◆ Task details:
Transcribe each of the entries exactly.

################

PR #176, opened 2022-05-17
Rgp changes for rgplua 0.62

### LINKED ISSUE #169: Allow for users to download "suites" of scripts
Currently on the website, downloading scripts is simple—one download per script, and one script per download. 

However, many of the scripts could be bundled together to form a "suite" of scripts. For instance, there are many scripts for moving dynamics/chords/staves/expressions/measure-numbers up/down. These all fall into the "move things vertically" category. Wouldn't it be nice for users to be able to download all of these with one click?

Or perhaps another example with a stronger case. Most of my unpublished scripts now are just slight variations on one idea. I have 14 scripts to change key signatures. I have another 12 or so for time signatures. I have 8 to change barlines. Etc.

I've resisted publishing these since that could flood our download page with a lot of noise. Want to search for a script related to key signatures? Too bad, you have 14 more scripts to wade through that are almost identical.

Now I have these scripts broken out since Keyboard Maestro makes it very quick and easy to select each of them. And if I were to combine these into a single script with a menu to select the specific key (for instance), now it's no better than Finale's key signature menu—and you lose out on the massive speed gains from the KM/Lua combo.

So if there was some way I could also publish these scripts but be able to group them into a suite of scripts with a single download button, that would allow others to get use out of my scripts while still making it easy to find scripts on the website.

No idea how to do this yet, but creating an issue in case anyone else has ideas or wants to help.

### LINKED ISSUE #171: Tie Library
This "issue" is to discuss the support for `FCTieMod` that is coming in RGP Lua 0.62. I have full support now working for `FCTieMod` on my development machine. However, I want to alert this community to a big issue around editing ties in Finale. To initialize an `FCTieMod` so that you can modify a tie's placement, you have to know:

- the direction (up or down) of the tie
- both the tied-from and tied-to notes
- whether it has Outer or Inner placement
- whether it starts/ends on note side or stem side
- whether it crosses a system break
- the specific combination of preferences selected in `FCTiePrefs`
- the specific combination of preferences for ties selected in `FCLayerPrefs`

Just looking down the list, you begin to realize the number of dependencies to know these (especially the tie direction) is quite high. Furthermore, it depends entirely on reverse-engineering Finale's current behavior, which is sometimes quite idiosyncratic in corner cases such as ties to nothing. Finally, even if you figure all this out, the code is extremely brittle if Finale's behavior changes.

I know of no way to get Finale to tell us this information. There are no "tie metrics" in the PDK, more's the pity.

The good news is that I figured out all this code over twenty years ago for my Tie Mover plugin. And Finale's behavior for ties does not appear meaningfully to have changed since then. The question then comes down to where to put this code. Originally my idea was to lard it into the PDK Framework. This would have the advantage of making it available to any Lua programmer. But it turns out that whether you can find both notes in the tie depends a great deal on how the `FCNote` instance was created. And if I'm not going to handle that for Lua scripts, the whole plan starts to unravel. You get into issues around how to keep references to variables alive, and it turns into a rabbit hole.

So the solution I elected instead was to force the Lua programmer to do all the work. I provide all the methods on `FCTieMod` to initialize the Tie Placement endpoints, but the Lua script has to figure out what to pass in. Obviously, this has the drawback that basically no one will likely ever take the trouble.

Enter `tie.lua`, a tie library that I would like to add to this repo. It basically is a dump of all the work I did in ~2000 to figure out Finale's behavior. Now initializing `FCTieMod` for editing tie placement is as simple as:

```lua
-- This code nudges selected ties up by 12 evpu.
-- It doesn't handle the case where a note has both a tie end and a tie start.
-- That's a refinement for a real implementation.

local tie = require("library.tie")

tie_prefs = finale.FCTiePrefs()
tie_prefs:Load(0)

for entry in eachentrysaved(finenv.Region()) do
    for note in each(entry) do
        local tie_mod
        if note.Tie then
            tie_mod = finale.FCTieMod(finale.TIEMODTYPE_TIESTART)
        elseif note.TieBackwards then
            tie_mod = finale.FCTieMod(finale.TIEMODTYPE_TIEEND)
        end
        if tie_mod then
            local loaded = tie_mod:LoadAt(note)
            tie.activate_endpoints(note, tie_mod, finenv.UI():IsPageView(), tie_prefs) -- activate any endpoint that needs it
            tie_mod.StartVerticalPos = tie_mod.StartVerticalPos + 12
            tie_mod.EndVerticalPos = tie_mod.EndVerticalPos + 12
            tie_mod:SaveAt(note)
         end
      end
   end
end
```

All the magic happens in `tie.activate_endpoints`.

The more I think about this approach, the more I think it is the correct one. Now the Lua script owns all the variables. But more importantly, if Finale ever changes its behavior around ties, we don't have to wait for a new version of RGP Lua to incorporate those changes. Same goes if I have introduced bugs in extracting my Tie Mover code or if my original code had errors. They will be easy to fix if the code is in Lua.

I know that @Nick-Mazuk doesn't like incorporating library code that isn't used anywhere. But this seems like a chicken and egg situation. No one is likely to use ties without the library.

rpatters1:
This pull request contains:

- Documentation updates for RGP Lua 0.62.
- `tie.lua` library with code for initializing fields of `FCTieMod` that require activation. (Resolves #171.)
- various updated and consolidated scripts that use the new `finaleplugin.AdditionalMenuOptions` field to consolidate multiple scripts into one. (Resolves #169.)
- Change Lua formatter line length from 120 to 180 (which suits my machine, but I'm not fixated on that number.)


Nick-Mazuk (approved):
LGTM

################

◆ Result of this task:
PR #176, opened 2022-05-17
Rgp changes for rgplua 0.62

### LINKED ISSUE #169: Allow for users to download "suites" of scripts
Currently on the website, downloading scripts is simple—one download per script, and one script per download. 

However, many of the scripts could be bundled together to form a "suite" of scripts. For instance, there are many scripts for moving dynamics/chords/staves/expressions/measure-numbers up/down. These all fall into the "move things vertically" category. Wouldn't it be nice for users to be able to download all of these with one click?

Or perhaps another example with a stronger case. Most of my unpublished scripts now are just slight variations on one idea. I have 14 scripts to change key signatures. I have another 12 or so for time signatures. I have 8 to change barlines. Etc.

I've resisted publishing these since that could flood our download page with a lot of noise. Want to search for a script related to key signatures? Too bad, you have 14 more scripts to wade through that are almost identical.

Now I have these scripts broken out since Keyboard Maestro makes it very quick and easy to select each of them. And if I were to combine these into a single script with a menu to select the specific key (for instance), now it's no better than Finale's key signature menu—and you lose out on the massive speed gains from the KM/Lua combo.

So if there was some way I could also publish these scripts but be able to group them into a suite of scripts with a single download button, that would allow others to get use out of my scripts while still making it easy to find scripts on the website.

No idea how to do this yet, but creating an issue in case anyone else has ideas or wants to help.

### LINKED ISSUE #171: Tie Library
This "issue" is to discuss the support for `FCTieMod` that is coming in RGP Lua 0.62. I have full support now working for `FCTieMod` on my development machine. However, I want to alert this community to a big issue around editing ties in Finale. To initialize an `FCTieMod` so that you can modify a tie's placement, you have to know:

- the direction (up or down) of the tie
- both the tied-from and tied-to notes
- whether it has Outer or Inner placement
- whether it starts/ends on note side or stem side
- whether it crosses a system break
- the specific combination of preferences selected in `FCTiePrefs`
- the specific combination of preferences for ties selected in `FCLayerPrefs`

Just looking down the list, you begin to realize the number of dependencies to know these (especially the tie direction) is quite high. Furthermore, it depends entirely on reverse-engineering Finale's current behavior, which is sometimes quite idiosyncratic in corner cases such as ties to nothing. Finally, even if you figure all this out, the code is extremely brittle if Finale's behavior changes.

I know of no way to get Finale to tell us this information. There are no "tie metrics" in the PDK, more's the pity.

The good news is that I figured out all this code over twenty years ago for my Tie Mover plugin. And Finale's behavior for ties does not appear meaningfully to have changed since then. The question then comes down to where to put this code. Originally my idea was to lard it into the PDK Framework. This would have the advantage of making it available to any Lua programmer. But it turns out that whether you can find both notes in the tie depends a great deal on how the `FCNote` instance was created. And if I'm not going to handle that for Lua scripts, the whole plan starts to unravel. You get into issues around how to keep references to variables alive, and it turns into a rabbit hole.

So the solution I elected instead was to force the Lua programmer to do all the work. I provide all the methods on `FCTieMod` to initialize the Tie Placement endpoints, but the Lua script has to figure out what to pass in. Obviously, this has the drawback that basically no one will likely ever take the trouble.

Enter `tie.lua`, a tie library that I would like to add to this repo. It basically is a dump of all the work I did in ~2000 to figure out Finale's behavior. Now initializing `FCTieMod` for editing tie placement is as simple as:

```lua
-- This code nudges selected ties up by 12 evpu.
-- It doesn't handle the case where a note has both a tie end and a tie start.
-- That's a refinement for a real implementation.

local tie = require("library.tie")

tie_prefs = finale.FCTiePrefs()
tie_prefs:Load(0)

for entry in eachentrysaved(finenv.Region()) do
    for note in each(entry) do
        local tie_mod
        if note.Tie then
            tie_mod = finale.FCTieMod(finale.TIEMODTYPE_TIESTART)
        elseif note.TieBackwards then
            tie_mod = finale.FCTieMod(finale.TIEMODTYPE_TIEEND)
        end
        if tie_mod then
            local loaded = tie_mod:LoadAt(note)
            tie.activate_endpoints(note, tie_mod, finenv.UI():IsPageView(), tie_prefs) -- activate any endpoint that needs it
            tie_mod.StartVerticalPos = tie_mod.StartVerticalPos + 12
            tie_mod.EndVerticalPos = tie_mod.EndVerticalPos + 12
            tie_mod:SaveAt(note)
         end
      end
   end
end
```

All the magic happens in `tie.activate_endpoints`.

The more I think about this approach, the more I think it is the correct one. Now the Lua script owns all the variables. But more importantly, if Finale ever changes its behavior around ties, we don't have to wait for a new version of RGP Lua to incorporate those changes. Same goes if I have introduced bugs in extracting my Tie Mover code or if my original code had errors. They will be easy to fix if the code is in Lua.

I know that @Nick-Mazuk doesn't like incorporating library code that isn't used anywhere. But this seems like a chicken and egg situation. No one is likely to use ties without the library.

rpatters1:
This pull request contains:

- Documentation updates for RGP Lua 0.62.
- `tie.lua` library with code for initializing fields of `FCTieMod` that require activation. (Resolves #171.)
- various updated and consolidated scripts that use the new `finaleplugin.AdditionalMenuOptions` field to consolidate multiple scripts into one. (Resolves #169.)
- Change Lua formatter line length from 120 to 180 (which suits my machine, but I'm not fixated on that number.)


Nick-Mazuk (approved):
LGTM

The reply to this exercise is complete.